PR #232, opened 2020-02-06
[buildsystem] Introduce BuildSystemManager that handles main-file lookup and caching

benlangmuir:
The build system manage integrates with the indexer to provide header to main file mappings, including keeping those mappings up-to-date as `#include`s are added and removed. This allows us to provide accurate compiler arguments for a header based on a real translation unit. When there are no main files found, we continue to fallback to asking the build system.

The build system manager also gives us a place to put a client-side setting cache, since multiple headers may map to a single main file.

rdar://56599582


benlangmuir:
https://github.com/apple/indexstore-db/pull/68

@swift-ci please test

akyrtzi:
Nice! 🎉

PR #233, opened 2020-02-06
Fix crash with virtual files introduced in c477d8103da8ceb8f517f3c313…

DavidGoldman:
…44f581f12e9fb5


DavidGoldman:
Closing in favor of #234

======

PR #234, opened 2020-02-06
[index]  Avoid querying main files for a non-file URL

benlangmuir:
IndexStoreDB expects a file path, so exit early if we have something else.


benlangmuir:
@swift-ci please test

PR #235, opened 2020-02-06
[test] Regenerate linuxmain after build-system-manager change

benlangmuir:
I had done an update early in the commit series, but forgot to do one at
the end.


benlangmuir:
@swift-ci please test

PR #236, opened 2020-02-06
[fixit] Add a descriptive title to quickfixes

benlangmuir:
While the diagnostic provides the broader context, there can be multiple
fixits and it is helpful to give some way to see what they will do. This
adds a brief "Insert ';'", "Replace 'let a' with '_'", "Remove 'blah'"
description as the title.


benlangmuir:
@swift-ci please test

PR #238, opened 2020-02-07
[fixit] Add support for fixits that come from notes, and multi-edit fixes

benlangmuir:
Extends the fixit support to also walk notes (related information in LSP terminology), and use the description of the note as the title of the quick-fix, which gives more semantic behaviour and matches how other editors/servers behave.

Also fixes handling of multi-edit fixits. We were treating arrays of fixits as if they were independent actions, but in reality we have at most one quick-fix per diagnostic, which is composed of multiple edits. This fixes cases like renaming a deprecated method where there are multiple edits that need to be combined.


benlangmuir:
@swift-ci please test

======

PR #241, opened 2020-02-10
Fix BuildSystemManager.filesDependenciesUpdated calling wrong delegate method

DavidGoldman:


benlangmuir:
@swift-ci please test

======

**WHAT TO DO**
From the records above, give again exactly the lines running from the line with "PR #234, opened 2020-02-06" to the line with "PR #235, opened 2020-02-06", inclusive.

**RESPONSE TO THE TASK**
PR #234, opened 2020-02-06
[index]  Avoid querying main files for a non-file URL

benlangmuir:
IndexStoreDB expects a file path, so exit early if we have something else.


benlangmuir:
@swift-ci please test

PR #235, opened 2020-02-06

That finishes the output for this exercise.